A Raspberry Pi 4 in a 3D printed case attached to some extrusion. The black bolts affix to the T-nuts in the slot. (Model: https://www.thingiverse.com/thing:2581565)

If you were, for example, affixing a stepper motor bracket with two mounting holes to your frame, you’d either insert the nuts or thread them loosely on the bolts inserted into the bracket and then slide them into the slot. When you have the assembly in the right position, you simply tighten the bolts.

The only tricky part is the length of the bolt to use. You need a bolt that will go through the bracket and just go into the nut without coming out the other side and touching the extrusion. If the bracket were, say, 10mm thick and the nut is 6mm thick, you might use a 15mm long bolt to leave a millimeter margin. If the bolt is too short, the joint won’t be sturdy.

If you need to add something to the middle of an extrusion where you can’t access the entrance to the T slot, you’ll need a special kind of T nut. These are the least secure attachment but are often good enough. These nuts have an elliptical shape so that when they rotate 90 degrees they get stuck in the slot. There are also nuts that have springs or set screws so you can put them in the slot at an angle and then rotate the long edge to compress the spring, allowing the nut to clear the slot. When you let go, the spring pushes the nut into the edge of the slot, locking it in place. These are sometimes called drop-in or roll-in nuts.

You can also get T head bolts where the bolt head fits into the slot instead of the nut. These look like T nuts, but have a threaded bolt instead of a threaded hole. They also make T nuts that have multiple threaded holes. For example, a corner bracket — something we’ll talk about shortly — might have three holes spaced every 20mm, and there will be a corresponding nut with 3 holes with the same spacing. Of course, you could always just use three regular nuts.

Joining Extrusions

Just a few of the bracket types in the McMaster-Carr catalog.

You can attach a stepper motor bracket or a cabinet slide using T nuts and bolts. But you can also attach a bracket to two or more extrusions to join them together. They make these brackets in aluminum, steel, or polymer, of course, but you can also 3D print them. However, you need to be careful. Usually, the brackets only constrain the extrusions in two dimensions, so you’ll want to use a second method to overconstrain the joint.

Most brackets are exactly what you’d think — they are shaped somewhat like an L or a T or a plus sign but there are a dizzying array of options. There are also corner connectors for making boxes that have an XYZ configuration. However, you can also get inner brackets that look like two T nuts in an L shape. A set screw holds each leg of the L in place. Some have an angled set screw to help align the connection in which case, you have to use a different type of inner connector depending on which way the connector faces. You’ll usually use these in pairs to hold both sides of the extrusion, although that’s not always necessary. You can see an example of a simple inner connector in the video below.
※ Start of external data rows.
PR #595, opened 2025-06-10
sys_mem: count buffers as free, but not integrated device memory

evetsso:
Buffers are generally considered "available" memory as they can be easily dropped under memory pressure.  Also, both "total" and "free" memory on an integrated APU must account for "device" memory not being available to the host.

### DIFF
--- a/shared/sys_mem.h
+++ b/shared/sys_mem.h
@@ -115,7 +115,27 @@ private:
         if(sysinfo(&info) != 0)
             return;
         total_bytes = info.totalram * info.mem_unit;
-        free_bytes  = info.freeram * info.mem_unit;
+        free_bytes  = (info.freeram + info.bufferram) * info.mem_unit;
+
+        // Adjust memory numbers for APU
+        try
+        {
+            auto deviceProp = get_curr_device_prop();
+            // on integrated APU, we can't expect to reuse "device" memory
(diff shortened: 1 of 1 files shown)


malcolmroberts (approved):

shared/sys_mem.h
```diff
@@ -115,7 +115,27 @@ struct host_memory
...
+
+        // Adjust memory numbers for APU
+        try
+        {
+            auto deviceProp = get_curr_device_prop();
+            // on integrated APU, we can't expect to reuse "device" memory
+            // for "host" things.
+            if(deviceProp.integrated)
+            {
+                total_bytes -= deviceProp.totalGlobalMem;
```
regan-amd, line 128: Are cases where `deviceProp.totalGlobalMem > total_bytes` ruled out somehow (logically or otherwise)? If not, more care may be required for `total_bytes`, here above.

evetsso: Integrated GPUs take their `totalGlobalMem` from system memory, so it's difficult to imagine a situation where `total_bytes` would be any less than `deviceProp.totalGlobalMem`.  If that ever happened, I'd argue that's a bug in the runtime.

af-ayala (approved):

regan-amd (approved):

Sometimes you want to just join two extrusions end-to-end. A linear connector can do that. It is just a strip of metal that fits in the slot and has a few holes for set screws. You can also get brackets that will let you put a piece of extrusion in as a diagonal brace for extra strength.

There is also a simple way to connect two extrusions without using a bracket at all. It is more work, though, but uses fewer parts. Suppose you want to join extrusion A and B at a right angle. Your first step is to tap the central hole (or holes) in extrusion A. Then you drill a normal hole through extrusion B big enough to get a hex key for your bolt through the hole. You thread a bolt into the threaded hole, but before it is tight, you slide the head of the bolt into B’s T slot. The hole in B is positioned so you can finish tightening the bolt.

Accessories

There are many things made to work with extrusions you can get from the same place you buy them. There are cover plates, feet, and casters. You can get springs that hold sheet material like acrylic in the T slot. There are wheels, doors, handles, and hinges all made to fit into T slots.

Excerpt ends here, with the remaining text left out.